Collected data:
PR #3142, opened 2020-07-14
[arser] Support multiple string argument

mhs4670go:
This commit enables arser support string vector type

### DIFF
--- a/compiler/arser/tests/arser.test.cpp
+++ b/compiler/arser/tests/arser.test.cpp
@@ -206,3 +206,26 @@ TEST(BasicTest, MultipleFloatValue)
 
   EXPECT_THROW(arser.get<std::vector<int>>("--add_float"), std::runtime_error);
 }
+
+TEST(BasicTest, MultipleStringValue)
+{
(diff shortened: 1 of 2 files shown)


compiler/arser/tests/arser.test.cpp
```diff
@@ -206,3 +206,26 @@ TEST(BasicTest, MultipleFloatValue)
...
 }
+
+TEST(BasicTest, MultipleStringValue)
+{
+  /* arrange */
+  Arser arser;
+
+  arser.add_argument("--three_color")
+      .nargs(3)
+      .type(arser::DataType::STR_VEC)
```
wateret, line 217: (Just curiosity) What if I do something like this?

```cpp
      .nargs(3)
      .type(arser::DataType::STR)
```

mhs4670go: @wateret Then, it will take three inputs but user won't be able to "get" those values. `arser.get<std::string>` gives an error with type mismatch

Issue #3132, opened 2020-07-14
Compiler FE: Adding versions to commands


seanshpark:
Current command tools doesn't have version display options.
Let's provide `--version, -v` option for all commands.

To minimize changes when upgrade, let's make a single library that provides latest version number, string.

seanshpark:
done

PR #3161, opened 2020-07-15
DRAFT Compiler version library and command

seanshpark:
on-going draft to provide version string/number to compiler frontend commands


seanshpark:
For #3132

seanshpark:
all landed

PR #3162, opened 2020-07-15
[luci/interpreter]Add assert on maxPooling2D condition check.

struss:
This commit add input tensor condition check on luci/interpreter kernel.


struss:
Some operation with different quantization param on input tensor and output tensor make wrong result. so, should checking is needed if it is quantized operation.
Just referenced from V2.1 TFlite source.
https://github.com/tensorflow/tensorflow/blob/3ffdb91f122f556a74a6e1efd2469bfe1063cb5c/tensorflow/lite/kernels/pooling.cc#L92

PR #4029, opened 2020-08-31
DRAFT: On going draft for concat qparam propagation

jinevening:
On going draft to propagate qparam of concat Op to its input tensors

ONE-DCO-1.0-Signed-off-by: Hyukjin Jeong <hj1.jeong@samsung.com>

---
Related to #4004

Issue #4004, opened 2020-08-27
Propagating quantization parameters of Concatenation Op


jinevening:
## In brief
We can remove rescaling in Concat Op by propagating the quantization parameters of the output of Concat Op to its inputs.

## Motivation

Let's assume inputs of Concat Op are quantized with different quantization parameters (scale, zp).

◆ Task goal
Reproduce each entry exactly, with nothing missing.

◆ Expected answer
PR #3142, opened 2020-07-14
[arser] Support multiple string argument

mhs4670go:
This commit enables arser support string vector type

### DIFF
--- a/compiler/arser/tests/arser.test.cpp
+++ b/compiler/arser/tests/arser.test.cpp
@@ -206,3 +206,26 @@ TEST(BasicTest, MultipleFloatValue)
 
   EXPECT_THROW(arser.get<std::vector<int>>("--add_float"), std::runtime_error);
 }
+
+TEST(BasicTest, MultipleStringValue)
+{
(diff shortened: 1 of 2 files shown)


compiler/arser/tests/arser.test.cpp
```diff
@@ -206,3 +206,26 @@ TEST(BasicTest, MultipleFloatValue)
...
 }
+
+TEST(BasicTest, MultipleStringValue)
+{
+  /* arrange */
+  Arser arser;
+
+  arser.add_argument("--three_color")
+      .nargs(3)
+      .type(arser::DataType::STR_VEC)
```
wateret, line 217: (Just curiosity) What if I do something like this?

```cpp
      .nargs(3)
      .type(arser::DataType::STR)
```

mhs4670go: @wateret Then, it will take three inputs but user won't be able to "get" those values. `arser.get<std::string>` gives an error with type mismatch

Issue #3132, opened 2020-07-14
Compiler FE: Adding versions to commands


seanshpark:
Current command tools doesn't have version display options.
Let's provide `--version, -v` option for all commands.

To minimize changes when upgrade, let's make a single library that provides latest version number, string.

seanshpark:
done

PR #3161, opened 2020-07-15
DRAFT Compiler version library and command

seanshpark:
on-going draft to provide version string/number to compiler frontend commands


seanshpark:
For #3132

seanshpark:
all landed

PR #3162, opened 2020-07-15
[luci/interpreter]Add assert on maxPooling2D condition check.

struss:
This commit add input tensor condition check on luci/interpreter kernel.


struss:
Some operation with different quantization param on input tensor and output tensor make wrong result. so, should checking is needed if it is quantized operation.
Just referenced from V2.1 TFlite source.
https://github.com/tensorflow/tensorflow/blob/3ffdb91f122f556a74a6e1efd2469bfe1063cb5c/tensorflow/lite/kernels/pooling.cc#L92

PR #4029, opened 2020-08-31
DRAFT: On going draft for concat qparam propagation

jinevening:
On going draft to propagate qparam of concat Op to its input tensors

ONE-DCO-1.0-Signed-off-by: Hyukjin Jeong <hj1.jeong@samsung.com>

---
Related to #4004

Issue #4004, opened 2020-08-27
Propagating quantization parameters of Concatenation Op


jinevening:
## In brief
We can remove rescaling in Concat Op by propagating the quantization parameters of the output of Concat Op to its inputs.

## Motivation

Let's assume inputs of Concat Op are quantized with different quantization parameters (scale, zp).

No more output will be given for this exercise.